--- Problem statement ---
From the line with "Remove old Travis" to the final line of the records, every line is to be duplicated exactly, both of those lines included.

(Stored items)
PR #1268, opened 2020-10-13
Very basic color grading

JosefR:
This is a first start to add a color grading node for setting a color offset and the classic lift-gamma-gain setting. I have not yet spent any effort on UI work, this is basically just a simple fragment shader with minimal UI code. 

Please let me know if this is going in the right direction.

### DIFF
--- a/app/node/factory.cpp
+++ b/app/node/factory.cpp
@@ -31,7 +31,7 @@
 #include "generator/solid/solid.h"
 #include "generator/text/text.h"
 #include "filter/blur/blur.h"
-#include "filter/color/color.h"
+#include "filter/slopeoffsetpower/slopeoffsetpower.h"
 #include "filter/stroke/stroke.h"
 #include "input/media/video/video.h"
 #include "input/media/audio/audio.h"
@@ -205,7 +205,7 @@ Node *NodeFactory::CreateFromFactoryIndex(const NodeFactory::InternalID &id)
   case kBlurFilter:
     return new BlurFilterNode();
   case kColorFilter:
-    return new ColorFilterNode();
+    return new SopFilterNode();
   case kSolidGenerator:
     return new SolidGenerator();
   case kMerge:
--- a/app/node/factory.cpp
+++ b/app/node/factory.cpp
@@ -31,6 +31,7 @@
 #include "generator/solid/solid.h"
 #include "generator/text/text.h"
 #include "filter/blur/blur.h"
+#include "filter/color/color.h"
 #include "filter/stroke/stroke.h"
 #include "input/media/video/video.h"
 #include "input/media/audio/audio.h"
@@ -203,6 +204,8 @@ Node *NodeFactory::CreateFromFactoryIndex(const NodeFactory::InternalID &id)
     return new TimeInput();
   case kBlurFilter:
     return new BlurFilterNode();
+  case kColorFilter:
+    return new ColorFilterNode();
   case kSolidGenerator:
     return new SolidGenerator();
   case kMerge:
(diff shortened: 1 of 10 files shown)


sobotka:
Lift Gamma Gain doesn’t work. It’s scene linear.

Would need adjusting to Slope Offset Power, with a pivot.

ThomasWilshaw:
Slope:
`out = in * slope`

Offset:
`out = in + offset`

Power + pivot:
`power(in / pivot, power) * pivot`

Have I got that right @sobotka?

JosefR:
> Lift Gamma Gain doesn’t work. The working space in Olive is scene linear.
> 
> Would need adjusting to Slope Offset Power, with a pivot.

OK, my idea basically was to do the same as Nuke for example ist doing with it's grading node. I thought Nuke is also working in a scene linear space and they still have these settings. In the end it is just a mathematical operation, but of course the result will look different if it is applied to scene linear or a log space or the display space. 

If it still makes sense, I could try to replicate what Nuke or Natron are doing in their grading node:
https://natron.readthedocs.io/en/rb-2.3/plugins/net.sf.openfx.GradePlugin.html

sobotka:
No. The formulas are broken for radiometric-like RGB with LGG. The only one that works properly is SOP.

JosefR:
I just added slope-offset-power functions. 
[https://youtu.be/djmooVER95I](https://youtu.be/djmooVER95I)

ThomasWilshaw:
You need to add the pivot input (check the formulas above) and check you alpha handling, it should pass through, not be set to `1.0`

JosefR:
You are right, alpha values are passed through now. I am just not sure about the pivot. In the CDL descriptions I could find, it was not mentioned e.g. here: [https://en.wikipedia.org/wiki/ASC_CDL](https://en.wikipedia.org/wiki/ASC_CDL)

ThomasWilshaw:
Power functions effectively pivot around 1.0 (`power(1, n) =1`). By using the above formula you can set what code value the power function pivots around. From a user point of view this would be a single channel input value (i.e. all channels use the same value.

JosefR:
OK, I will prepare the pivot option. 

Another question would be, if there should be anything color grading related in one node or if there should be one node for each purpose. Then it would make sense to rename this node to "Slope Offset Power" and add another one for saturation or RGB curves. Having all in one node would have the advantage, that it could be optimized quite easy. I think you could compile the colour grading operations all into a 1D LUT which could speed up preview renders.

ThomasWilshaw:
I would definitely keep each function as a separate node. The whole point of a node is small separate building blocks. I think luts should be avoided where possible as they inevitably lose precision.

sobotka:
Technically slope is multiply, power is power, and offset is add. Would likely be good to start reusing code paths via the math node perhaps.

@itsmattkc is this sane at this point to bundle and work a node chain?

Saturation is much trickier as the primaries of the reference space need to be taken into account. This would lean on OCIO API calls, so it would likely make sense to put an Olive stub in to grab them. OCIO V2 might tidy this up a bit, therefore a stub is better than littering the nodes with actual API linkage.

Simran-B:
@sobotka Are you referring to grading ops? https://github.com/AcademySoftwareFoundation/OpenColorIO/pull/1102

sobotka:
Indeed.

Although I haven’t looked too closely to see if the “saturation” honours the working space primaries.

Worth a bit of a look.

JosefR:
@ThomasWilshaw Nodes could implement different options for preview or final rendering. For preview renders it might be acceptable to sacrifice quality for speed, if it's user-selectable. Especially for color grading, a responsive UI might be important.

PR #1269, opened 2020-10-14
Fix building without OTIO support

ThomasWilshaw:
I saw there was already some support for building `otio` _without_ OTIO support so got it working on Windows at least (I've not yet attempted building OTIO myself...). I don't really know CMake very well so I might not have done it properly.

### DIFF
--- a/app/codec/CMakeLists.txt
+++ b/app/codec/CMakeLists.txt
@@ -16,7 +16,9 @@
 
 add_subdirectory(ffmpeg)
 add_subdirectory(oiio)
-add_subdirectory(otio)
+if(OpenTimelineIO_FOUND)
+  add_subdirectory(otio)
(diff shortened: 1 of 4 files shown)


Simran-B:
I don't see a need to add a new variable `OTIO_FOUND`. The `find_package(OpenTimelineIO)` call automatically sets `OpenTimelineIO_FOUND`. You can just use that can't you?

`if (OpenTimelineIO_FOUND)`

ThomasWilshaw:
Ah okay, I got a bit confused with that. I'll update, thanks.

Simran-B:
CMake does have a lot of magic behavior that surprises you. But what can you do.

ThomasWilshaw:
Updated to use existing variable.

PR #1291, opened 2020-10-29
Remove old Travis and AppVeyor CI, update .gitignore

Simran-B:
Re .gitignore, I suppose it's fine to remove `effects/frei0r` as we don't use it anymore?
What was the `history` entry for? VS Code uses `.history`, which I added.


itsmattkc:
I can't remember what the `history` ignore is for, so I assume it's not important (might have been automatically added by something?)

Simran-B:
Haven't seen this one myself, so let's remove it for now. Added `/out/` to ignore VS CMake build dir, and restrict docs/ and build*/ to root folder.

--- Task result ---
Remove old Travis and AppVeyor CI, update .gitignore

Simran-B:
Re .gitignore, I suppose it's fine to remove `effects/frei0r` as we don't use it anymore?
What was the `history` entry for? VS Code uses `.history`, which I added.


itsmattkc:
I can't remember what the `history` ignore is for, so I assume it's not important (might have been automatically added by something?)

Simran-B:
Haven't seen this one myself, so let's remove it for now. Added `/out/` to ignore VS CMake build dir, and restrict docs/ and build*/ to root folder.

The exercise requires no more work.